Taking into account that users will inevitably have varying preferences and goals when exploring this app, my goal is to provide a seamless and engaging experience for any user. By making the various elements easy to navigate, providing lots of options for filtering, and providing recommendations that cater to the individual interests of the users, I hope to make an app that is enjoyable to navigate. I will make the search features (search bar, filters, etc.) intuitive and require few steps to avoid frustration. Further, I will use visually-appealing interactive features to captivate users who may be more interested in the statistical aspect of the app than the recommendation feature. In other words, by providing a mix of interactive components, I hope to cater to the varied interests and needs of the user to create a more personal feel to the experience.

POSSIBLE DATA VISUALIZATIONS (3-6):

-Bubble Chart of Actors and Ratings: Create a bubble chart with actors on one axis, ratings on the other, and bubble size representing the number of movies in which they have acted. This gives an interesting visual for the relationship between actors, ratings, and their overall contribution to the film industry. Note: this same concept could be applied to directors. 

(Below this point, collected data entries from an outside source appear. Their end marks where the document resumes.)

PR #89, opened 2020-12-09
#176029232 update offer letter for vendor

tobieeniafe:
#### What does this PR do?
Update offer letter endpoint to support vendor

Update offer letter endpoint to support vendor

`GET /api/v1/offer/all`

#176029232


andela-hpopoola (changes requested):
Thank you for working on this. I left a few comments to ensure we get this right. Also, we need to ensure that property addition is done by vendors only (admins should be unable to add properties). Also, offer letter generation should be a vendor only thing. 

The admin should only be able to view. This is to resolve conflict, for investigation (in case of dispute) and to know that people are using this features right.

test/services/property.service.test.js
```diff
@@ -111,26 +123,25 @@ describe('Property Service', () => {
...
   describe('#deleteProperty', () => {
-    const _id = mongoose.Types.ObjectId();
-    before(async () => {
-      await Property.create(PropertyFactory.build({ _id, addedBy: _id, updatedBy: _id }));
+    beforeEach(async () => {
+      await addProperty(property);
     });
 
     context('when property is deleted', () => {
       it('returns a valid updated user', async () => {
```
andela-hpopoola, line 131: Deleted property returns a valid updated user 🤣 🤣 🤣

andela-hpopoola (commented):
Well done and thank you for working on this. Reviewing the code only is giving me enough headache, I am not sure how you were able to wrap your head around it. 

I have reviewed the essential code, will need time to totally review tests and try the updated endpoints on my system. Thank you for your hardwork.

andela-hpopoola (changes requested):
Thank you for working on this. I have been able to review some of the tests. Truthfully, I couldn't review all (the comments will be too much for you to implement), so I added only the comments we can use to improve the offer letter flow for the vendor. We would revisit other controllers when we add the pagination service to them.

When you add more experience, you will learn how to break a PR into multiple PRs to make the code organisation better and reviews easier. This is overly complicated, and I can only imagine the pain you went through to make these changes. 

Thank you for your hard work.

server/controllers/user.controllers.js
```diff
@@ -110,7 +110,7 @@ const UserController = {
   assignProperty(req, res, next) {
     const toBeAssigned = req.locals;
     const { user } = req;
-    assignPropertyToUser({ ...toBeAssigned, assignedBy: user._id })
+    assignPropertyToUser({ ...toBeAssigned, assignedBy: user._id, vendor: user })
```
andela-hpopoola, line 113: I am curious why we need to add the vendor object here.

test/controllers/enquiry.controller.test.js
```diff
@@ -8,18 +8,24 @@ import PropertyFactory from '../factories/property.factory';
...
+const adminUser = UserFactory.build({ role: USER_ROLE.ADMIN, activated: true });
+const vendorUser = UserFactory.build(
+  { role: USER_ROLE.VENDOR, activated: true },
+  { generateId: true },
+);
+const regularUser = UserFactory.build({ _id, role: USER_ROLE.USER, activated: true });
 
 describe('Enquiry Controller', () => {
   beforeEach(async () => {
     adminToken = await addUser(adminUser);
```
andela-hpopoola, line 27: You might want to test for the vendorToken everywhere the adminToken was previously used. Maybe in a different PR.

andela-hpopoola (changes requested):
Thank you for working on this. It doesn't seem like we are making so much progress with this approach:
 - Some of the tests are poorly written (instances where we changed vendorToken to adminToken, we also need to add tests to ensure that the adminToken can no longer access the enpoints)
 - Reviewing this PR is very painful and lots of unexplained code. You have not resolved over 50% of the comments I left 4 days ago.
 - Most of the tests are incomplete and we would need to rewrite most of them again in a later PR. Most of them are just patches that would need to be resolved in a later PR. I don't think it is safe to merge them without resolving them.
 - Lastly, the progress made on this makes it seem like you haven't been working even though you have been doing more works than the previous PRs.

test/controllers/offer.controller.test.js
```diff
@@ -1444,299 +837,628 @@ describe('Offer Controller', () => {
...
-      offerId,
-      question: 'Are all rooms ensuite',
-    };
 
-    describe('when offers exist in db', () => {
-      beforeEach(async () => {
-        await addEnquiry(enquiry);
-        await createOffer(offer);
-      });
+    describe('Get all offers of a user', () => {
```
andela-hpopoola, line 841: We need to ensure that a vendor can get all offers of a user too. I believe this functionality is even more important for a vendor than an admin.

test/controllers/offer.controller.test.js
```diff
@@ -1444,299 +837,628 @@ describe('Offer Controller', () => {
...
+          });
+        });
+      });
+    });
+
+    describe('Get all active offers', () => {
+      const endpoint = '/api/v1/offer/active';
+      const method = 'get';
+
+      const enquiry1 = EnquiryFactory.build(
```
andela-hpopoola, line 946: A loop or buildList is more preferred here than incremental variables. Even if you need to create the variables here in a pattern, you can define the pattern in an array and loop through it. 

You might need to add the expires value in a different array assign them while looping.

test/controllers/offer.controller.test.js
```diff
@@ -1444,299 +837,628 @@ describe('Offer Controller', () => {
...
-                expect(res.body.error).to.be.eql('"Offer Id" is not allowed to be empty');
-                expect(sendMailStub.callCount).to.eq(0);
+                expect(res).to.have.status(200);
+                expect(res.body.success).to.be.eql(true);
+                expect(res.body).to.have.property('offer');
+                expect(res.body.offer.concern.length).to.be.eql(1);
+                expect(res.body.offer.concern[0].status).to.be.eql('Pending');
+                expect(res.body.offer.concern[0].question).to.be.eql(concern.question);
+                expect(sendMailStub.callCount).to.eq(1);
+                expect(sendMailStub).to.have.be.calledWith(EMAIL_CONTENT.RAISE_CONCERN);
```
andela-hpopoola, line 1175: For subsequent PRs, lets ensure that we test for the email and name when testing for  `sendMailStub`

test/controllers/offer.controller.test.js
```diff
@@ -1444,299 +837,628 @@ describe('Offer Controller', () => {
...
+                });
+            });
+          });
+
+          context('when concern id is empty', () => {
+            it('returns an error', (done) => {
+              request()
+                .put('/api/v1/offer/resolve-concern')
+                .set('authorization', vendorToken)
+                .send({ concernId: '', offerId: offer._id, question: 'Are all rooms ensuite' })
```
andela-hpopoola, line 1349: With a few tweaking, we can use the `itReturnsErrorForEmptyFields` here too.

andela-hpopoola (changes requested):
Thank you for working on this. I left a few comments to make the existing code better. The number of code changes are too much so it is getting even more difficult to review for me. 

Once you fix this PR, we might have to merge it in good faith - May God help us - so that we can proceed with perfecting other endpoints.

test/controllers/offer.controller.test.js
```diff
@@ -1416,24 +1316,52 @@ describe('Offer Controller', () => {
...
+      10,
+      { addedBy: vendorUser._id, updatedBy: vendorUser._id },
+      { generateId: true },
+    );
+
+    const user2Properties = PropertyFactory.buildList(
+      8,
+      { addedBy: vendorUser._id, updatedBy: vendorUser._id },
+      { generateId: true },
+    );
```
andela-hpopoola, line 1338: You should be able to aggregate userProperties and user2Properties into an array instead of doing it separately. This will ensure you use one variable for userEnquiries and userOffers.

const allProperties = [...userProperties, ...user2Properties];

test/controllers/offer.controller.test.js
```diff
@@ -1442,24 +1370,345 @@ describe('Offer Controller', () => {
...
+      ),
+    );
+
+    beforeEach(async () => {
+      userToken = await addUser(regularUser);
+      vendorToken = await addUser(vendorUser);
+      user2Token = await addUser(user2);
+    });
+
+    context('when no offer is found', () => {
```
andela-hpopoola, line 1392: Not sure why we are not using the pagination test function for this.

test/controllers/offer.controller.test.js
```diff
@@ -1416,24 +1316,52 @@ describe('Offer Controller', () => {
...
+    const user2 = UserFactory.build(
+      { role: USER_ROLE.USER, activated: true },
+      { generateId: true },
+    );
 
-    const demoVendorUser = UserFactory.build({ role: USER_ROLE.VENDOR, activated: true });
+    const editorUser = UserFactory.build({ role: USER_ROLE.EDITOR, activated: true });
+
+    const userProperties = PropertyFactory.buildList(
+      10,
```
andela-hpopoola, line 1329: Let's make this 12 or any other number apart from 10 so that we can easily differentiate the returned number from the default limit of 10.

test/controllers/offer.controller.test.js
```diff
@@ -1416,24 +1316,52 @@ describe('Offer Controller', () => {
...
+      { addedBy: vendorUser._id, updatedBy: vendorUser._id },
+      { generateId: true },
+    );
+
+    const user2Properties = PropertyFactory.buildList(
+      8,
+      { addedBy: vendorUser._id, updatedBy: vendorUser._id },
```
andela-hpopoola, line 1336: Let's make this another vendor's id here so that we would be able to verify that the vendor tests here return for the right vendor.

test/controllers/offer.controller.test.js
```diff
@@ -1442,24 +1370,345 @@ describe('Offer Controller', () => {
...
+      userToken = await addUser(regularUser);
+      vendorToken = await addUser(vendorUser);
+      user2Token = await addUser(user2);
+    });
+
+    context('when no offer is found', () => {
+      it('returns empty array of offers', (done) => {
+        request()
+          [method](endpoint)
+          .set('authorization', vendorToken)
```
andela-hpopoola, line 1396: For getAllOffers, the endpoint is catering for 3 roles -- Admin, Vendor and User. For the tests, we need to ensure that we cater for the three roles. That is, We must write the same tests for the three roles to be sure that this is working as expected.

test/controllers/offer.controller.test.js
```diff
@@ -1442,24 +1370,345 @@ describe('Offer Controller', () => {
...
+    );
+
+    beforeEach(async () => {
+      userToken = await addUser(regularUser);
+      vendorToken = await addUser(vendorUser);
+      user2Token = await addUser(user2);
+    });
+
+    context('when no offer is found', () => {
+      it('returns empty array of offers', (done) => {
```
andela-hpopoola, line 1393: We need similar tests for admin and user to be sure that they also return an empty array of offers.

test/controllers/offer.controller.test.js
```diff
@@ -1442,24 +1370,345 @@ describe('Offer Controller', () => {
...
 
       itReturnsForbiddenForNoToken({ endpoint, method });
 
-      itReturnsAnErrorWhenServiceFails({
-        endpoint,
-        method,
-        user: demoVendorUser,
-        model: Offer,
-        modelMethod: 'aggregate',
+      context('when both page and limit parameters are set', () => {
```
andela-hpopoola, line 1444: I think we should be fine if we test the returned total for the vendors (as you have done for the users below) since we have tested the page and limit parameters in the adminTest above.

test/controllers/offer.controller.test.js
```diff
@@ -1442,24 +1370,345 @@ describe('Offer Controller', () => {
...
+              expect(res.body.pagination.limit).to.be.eql(10);
+              expect(res.body.pagination.total).to.be.eql(18);
+              expect(res.body.pagination.offset).to.be.eql(0);
+              expect(res.body.result.length).to.be.eql(10);
+              done();
+            });
+        });
+      });
+
+      itReturnsTheRightPaginationValue({ endpoint, method, user: adminUser });
```
andela-hpopoola, line 1438: Lets put this in a context block so that the purpose of the test easily be understood in the future.

test/controllers/offer.controller.test.js
```diff
@@ -1442,24 +1370,345 @@ describe('Offer Controller', () => {
...
+    );
+
+    beforeEach(async () => {
+      adminToken = await addUser(adminUser);
+      userToken = await addUser(regularUser);
+      vendorToken = await addUser(vendorUser);
+      await addUser(user2);
+    });
+
+    context('when no offer is found', () => {
```
andela-hpopoola, line 1608: I think we have a test method for this.

test/controllers/offer.controller.test.js
```diff
@@ -1442,24 +1370,345 @@ describe('Offer Controller', () => {
...
+  describe('Get all offers of a user', () => {
+    const method = 'get';
+    const endpoint = `/api/v1/offer/user/${regularUser._id}`;
+
+    const user2 = UserFactory.build(
+      { role: USER_ROLE.USER, activated: true },
+      { generateId: true },
+    );
+
+    const userProperties = PropertyFactory.buildList(
```
andela-hpopoola, line 1544: I think it would have been much better to add 18 properties for this user and a random number of properties for user2. This will enable you to use the pagination test functions without rewritting the whole tests.

test/controllers/offer.controller.test.js
```diff
@@ -1442,24 +1370,345 @@ describe('Offer Controller', () => {
...
+      { addedBy: vendorUser._id, updatedBy: vendorUser._id },
+      { generateId: true },
+    );
+
+    const user2Properties = PropertyFactory.buildList(
+      8,
+      { addedBy: vendorUser._id, updatedBy: vendorUser._id },
+      { generateId: true },
+    );
+    const userEnquiries = userProperties.map((_, index) =>
```
andela-hpopoola, line 1555: Also, we can combine user1 and user2 properties to ensure we don't separate enquiries and offers.

test/factories/offer.factory.js
```diff
@@ -10,7 +10,7 @@ export default new Factory()
   .attr('handOverDate', '2090-09-08')
   .attr('deliveryState', 'new')
   .attr('totalAmountPayable', 50000000)
-  .sequence('allocationInPercentage', (i) => i)
+  .attr('allocationInPercentage', 40)
```
andela-hpopoola, line 13: Not sure why you updated this -- Can we revert this as the sequence, please. If you need an allocationInPercentage of 40, you can always pass it into the factory.

test/services/offer.service.test.js
```diff
@@ -191,102 +191,105 @@ describe('Offer Service', () => {
...
+        expect(vendorOffers.pagination.currentPage).to.be.eql(1);
+        expect(vendorOffers.pagination.total).to.be.eql(10);
+        expect(vendorOffers.result.length).to.be.eql(10);
+        expect(vendorOffers.result[1].userId).to.be.eql(user._id);
       });
     });
     context('when new offer is added', () => {
       beforeEach(async () => {
-        await createOffer(offer3);
+        await Offer.insertMany(user2Offers);
```
andela-hpopoola, line 278: I think the implementation of your test here is different from the description. The test is currently testing that adding a new offer increases the number of offers for the same user. I think it would be better to implement that first, before adding more tests to confirm if another user's offer letter affects an existing user offer letter.

Also, can we try to stick as close as possible to the existing service test as the pagination tests has been handled by the controller test. The current test you wrote is a replica of the controller test; A more productive one would be writting the test like this:

- Lets add just one offer for user, and test that user, vendor and admin sees just 1 offer
- Add another offer for the same user, and test that user, vendor and admin sees 2 offers
- Add another offer for another user and test that user sees 1, vendor and admin sees 2
- Add another offer for the same user but another vendor and test that user sees 2, vendor sees 1 and admin sees 2
- Add another offer for another user and another vendor and test that user and vendor sees 1 but admin sees 2.

This will enable us to catch more bugs if you can work on this.

andela-hpopoola (changes requested):

Most of the comments are on the pagination tests. We are spending too much time on this, please try to fix everything asap to enable us to move to other tasks.

It would have been preferable if you have removed the pagination implementation as discussed. Also, you failed to communicate that you are keeping it. Let's ensure we try to communicate more next time 🙏🏽

test/factories/offer.factory.js
andela-hpopoola:
```suggestion
  .sequence('allocationInPercentage', (i) => i <= 100 ? i : 99)
```

test/controllers/offer.controller.test.js
```diff
@@ -1444,297 +841,823 @@ describe('Offer Controller', () => {
...
+
+    beforeEach(async () => {
+      adminToken = await addUser(adminUser);
+      userToken = await addUser(regularUser);
+      vendorToken = await addUser(vendorUser);
+      user2Token = await addUser(user2);
+      vendor2Token = await addUser(vendor2);
+    });
+
+    itReturnsEmptyValuesWhenNoItemExistInDatabase({
```
andela-hpopoola, line 1403: It is advisable to always group related tests to make reading it easier. However, the three tests can be aggregated together as:

```js
    context('when no offers exists in db', () => {
      [adminUser, regularUser, vendorUser].map((user) =>
        itReturnsEmptyValuesWhenNoItemExistInDatabase({
          endpoint,
          method,
          user,
          useExistingUser: true,
        }),
      );
    });
```

test/controllers/offer.controller.test.js
```diff
@@ -1444,297 +841,823 @@ describe('Offer Controller', () => {
...
+      endpoint,
+      method,
+      user: vendorUser,
+      useExistingUser: true,
+    });
+
+    describe('when offers exist in db', () => {
```
andela-hpopoola, line 1424: Lets change this to context since you started the sentence with when

```suggestion
    context('when offers exist in db', () => {
```

test/controllers/offer.controller.test.js
```diff
@@ -1444,297 +841,823 @@ describe('Offer Controller', () => {
...
+              expect(res.body.result.length).to.be.eql(8);
               done();
             });
         });
       });
 
-      context('when getActiveOffers service fails', () => {
-        it('returns the error', (done) => {
-          sinon.stub(Offer, 'findOneAndUpdate').throws(new Error('Type Error'));
+      context('when request is sent by user 2', () => {
```
andela-hpopoola, line 1478:
```suggestion
      context('when request is sent by user2', () => {
```

test/controllers/offer.controller.test.js
```diff
@@ -1444,297 +841,823 @@ describe('Offer Controller', () => {
...
+              expect(res.body.result.length).to.be.eql(10);
               done();
             });
         });
       });
 
-      context('without token', () => {
-        it('returns error', (done) => {
+      context('when request is sent by vendor2 token', () => {
+        it('returns 8 offers', (done) => {
```
andela-hpopoola, line 1461:
```suggestion
        it('returns user2 offers', (done) => {
```

test/controllers/offer.controller.test.js
```diff
@@ -1444,297 +841,823 @@ describe('Offer Controller', () => {
...
             .end((err, res) => {
-              expect(res).to.have.status(403);
-              expect(res.body.success).to.be.eql(false);
-              expect(res.body.message).to.be.eql('Token needed to access resources');
-              expect(sendMailStub.callCount).to.eq(0);
+              expect(res).to.have.status(200);
+              expect(res.body.success).to.be.eql(true);
+              expect(res.body.pagination.currentPage).to.be.eql(1);
+              expect(res.body.pagination.limit).to.be.eql(10);
+              expect(res.body.pagination.total).to.be.eql(8);
```
andela-hpopoola, line 1470: Lets try to use the length of the offers for most of the tests instead of writing the number. Lets fix this for related tests too.
```suggestion
              expect(res.body.pagination.total).to.be.eql(user2Offers.length);
```

test/controllers/offer.controller.test.js
andela-hpopoola: Also, it is preferable not to write the number it would return in the description part of the describe or context block. It causes more confusion if we later update the value of the test. This is a description so the test will not fail but it can make debugging very difficult.

andela-hpopoola (approved):
Thank you for your hard work. I left a few comments but I believe this is good to go after fixing the comments. Feel free to merge after fixing. 

May God help us as we merge the PR.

-Histogram of Ratings: Display a histogram to visualize the distribution of movie ratings. This could be filtered by genre, year, etc. For example, a histogram displaying the distribution of movie ratings of comedy movies released from 1990-1995.

-Boxplot of Ratings by Genre: Create boxplots comparing the distribution of ratings across different movie genres in the same period of time. For example, boxplots displaying the distribution of ratings of different movie genres from 1990-1995. This could also be done the other way, where we reate boxplots comparing the distribution of ratings of a specific genre across different periods of time. For example, boxplots displaying the distribution of ratings of horror movies released in different time periods.

-Scatter Plot of Ratings vs Duration: Visualize the relationship between movie ratings and their durations using a scatter plot to identify a potential association between the two variables. Filters could also be applied to this to see if these trends differ by genre. For example, could look at a scatter plot of ratings vs duration of thriller movies released in the 1980s.

-Stacked Bar Chart of Genres Over Time: Show how the distribution (popularity) of movie genres has changed over time using a stacked bar chart. It may be interesting to see how preferences in the film industry have changed over the years, as well as to help predict the way in which the film industry may be moving in upcoming years.

-Heatmap of Actor Collaborations: Visualize collaborations between actors. Each cell represents the number of movies featuring a given pair of actors, showing popular actor pairs. The same concept could be applied to actor-director collaborations. Another way to visualize this infomration could be in a network graph.